Your reporter writes from a plane flying from Pittsburgh to Denver.

Last night I had the rare but not unprecedented privilege of having someone else cook my food for me. Not only for me, but for 60 of my closest friends, or at least 60 of my closest friends in Pittsburgh. And it was not only “someone” cooking the food, but my (actual) friend Andrew Morrison, who was the opening chef at Habitat, the topnotch restaurant in Pittsburgh’s new Fairmont hotel.

Andrew’s fairly straightforward but beautiful interpretations of some of the dishes from The Food Matters Cookbook reinforced my feeling that he’s not only ultra-competent but creative enough to have a brilliant future. Pittsburgh is lucky to have him and, from what I could tell in the few hours I was there, it’s a good place to be.

I have to admit I was nervous; there have been times when chefs have said they were going to cook “my” food and then proceeded to do whatever they wanted, interpreting the hell out of it and making it unrecognizable, at least to me. I knew Andrew wouldn’t do that, and I knew the FMC recipes were good, but good enough to please a fine-dining crowd?

I thought so, and I’ll try to make that my last evaluative comment. We started with bulgur cakes with spinach, topped with skordalia; they looked twice as good as the last time I’d made them (this was to be expected), but tasted just about as planned. And either no one in the room had eaten lunch – and in addition they were liars – or they were good enough to eat.

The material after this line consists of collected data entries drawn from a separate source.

PR #747, opened 2024-04-22
Modifies the serde serializer to use the new writer

zslayton:
This PR replaces usages of the old `UserWriter` with the new `ApplicationWriter` introduced in #745 (currently under review).

It also modifies the encoding of various serde data types to include type annotations:
<table >
  <tr>
    <td>Serde type</td>
    <td>Example Rust</td>
    <td>Old serialization</td>
    <td>New serialization</td>
  </tr>
  <tr>
    <td>Unit struct</td>
    <td>

```rust
struct Foo;
```

</td>
<td>

<pre>
"Foo"
</pre>

</td>

<td>

<pre>
Foo
</pre>

</td>
</tr>

<tr>
    <td>Newtype</td>
    <td>

```rust

struct Foo(i32);
```

</td>
<td>

<pre>
1
</pre>

</td>

<td>

<pre>
Foo::1
</pre>

</td>
</tr>

<tr>
    <td>Tuple struct</td>
    <td>

```rust
struct Foo(i32, i32);
```

</td>
<td>

<pre>
[1, 2]
</pre>

</td>

<td>

<pre>
Foo::[1, 2]
</pre>

</td>
</tr>

<tr>
    <td>Struct</td>
    <td>

```rust

struct Foo {
  x: i32,
  y: i32                    
}
```

</td>
<td>

<pre>
{
  x: 1,
  y: 2,
}
</pre>

</td>

<td>

<pre>
Foo::{
  x: 1,
  y: 2,
}
</pre>

</td>
</tr>

</table>

Similarly, enum variant kinds now also include the name of the enum type:

<table >
  <tr>
    <td>Serde type</td>
    <td>Example Rust</td>
    <td>Old serialization</td>
    <td>New serialization</td>
  </tr>
  <tr>
    <td>Unit struct variant</td>
    <td>

```rust
enum Foo {
  Bar // No associated data        
}
```

</td>
<td>

<pre>
"Bar"
</pre>

</td>

<td>

<pre>
Foo::Bar
</pre>

</td>
</tr>

<tr>
    <td>Newtype variant</td>
    <td>

```rust

enum Foo {
  Bar(i32)                          
}
```

</td>
<td>

<pre>
Bar::1
</pre>

</td>

<td>

<pre>
Foo::Bar::1
</pre>

</td>
</tr>

<tr>
    <td>Tuple variant</td>
    <td>

```rust

enum Foo {
  Bar(i32, i32)                          
}
```

</td>
<td>

<pre>
Bar::[1, 2]
</pre>

</td>

<td>

<pre>
Foo::Bar::[1, 2]
</pre>

</td>
</tr>

<tr>
    <td>Struct variant</td>
    <td>

```rust

enum Foo {
  Bar {
    x: i32,
    y: i32       
  }                   
}
```

</td>
<td>

<pre>
Bar::{
  x: 1,
  y: 2,
}
</pre>

</td>

<td>

<pre>
Foo::Bar::{
  x: 1,
  y: 2,
}
</pre>

</td>
</tr>

</table>

This clarity comes at the expense of a bit of data size, but macros make it possible to reduce the size again if you're so motivated. The type names are not strictly needed as `serde` can determine the expected type from context. However, it may be helpful for humans.

Feedback on this tradeoff is welcome!

### DIFF
--- a/src/binary/raw_binary_writer.rs
+++ b/src/binary/raw_binary_writer.rs
@@ -13,7 +13,7 @@ use crate::ion_writer::IonWriter;
 use crate::raw_symbol_token_ref::{AsRawSymbolTokenRef, RawSymbolTokenRef};
 use crate::result::{IonFailure, IonResult};
 use crate::types::integer::IntData;
-use crate::types::ContainerType;
+use crate::types::ParentType;
 use crate::{Decimal, Int, IonType, SymbolId, Timestamp};
 
 use super::decimal::DecimalBinaryEncoder;
@@ -34,7 +34,7 @@ impl RawBinaryWriterBuilder {
     pub fn build<W: Write>(self, out: W) -> IonResult<RawBinaryWriter<W>> {
         let mut levels = Vec::with_capacity(INITIAL_ENCODING_LEVELS_CAPACITY);
         // Create an EncodingLevel to represent the top level. It has no annotations.
-        levels.push(EncodingLevel::new(ContainerType::TopLevel, None, 0, 0));
+        levels.push(EncodingLevel::new(ParentType::TopLevel, None, 0, 0));
         // Create an empty IoRange for top-level leading scalar values.
         let mut io_ranges = Vec::with_capacity(INITIAL_IO_RANGE_CAPACITY);
         io_ranges.push(0usize..0);
@@ -105,7 +105,7 @@ type IoRange = Range<usize>;
 // annotations, field_id, and container type.
 #[derive(Debug)]
 struct EncodingLevel {
-    container_type: ContainerType,
+    container_type: ParentType,
     field_id: Option<SymbolId>,
     // Annotations are stored in a common Vec on the BinarySystemWriter. Each EncodingLevel tracks
     // how many annotations it had, allowing that Vec to be treated as a stack. Stepping into
@@ -119,7 +119,7 @@ struct EncodingLevel {
 
 impl EncodingLevel {
     fn new(
-        container_type: ContainerType,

Next up: beet tartare. Again, the look was different but the taste the same as the last time I’d eaten it, when it had been made by me. Fun. And again, people claimed to like it.

Two-pea soup with frizzled ham next. What’s not to like? At this point, people were starting to become full (at least I was), so I wondered what would happen with the next course: carrot gnocchi. These, like all puree-based gnocchi, are not easy; if you add too much flour, they get gummy. But if you add too little, they fall apart. Andrew’s staff handled them perfectly, and, topped with butter and sage and a little Parmesan, they were successful too. I know this because the portions were huge and mostly they were finished.

Clearly worried that people wouldn’t have enough to eat, Andrew did add two “Bittman-inspired” courses – or whatever you want to call them – to the menu. One was a gorgeous golden trout, locally raised, filleted, and “stuffed” with celeriac. The other was a double lamb chop, also local, served with eggplant puree and favas. These dishes I can say were terrific, since they weren’t “mine.”

Dessert: pear crisp with cardamom, another FMC recipe and something of a standard. Can’t go wrong.

Today: a tv interview (if my plane is on time), which will be over by the time you read this, lunch with Scott Jurek, and then, if all goes well, the first presentation of my new talk at The Tattered Cover (which, if all goes doubly well, will be available on audio soon), followed by a late dinner with … well, not sure who. Tomorrow: Minneapolis.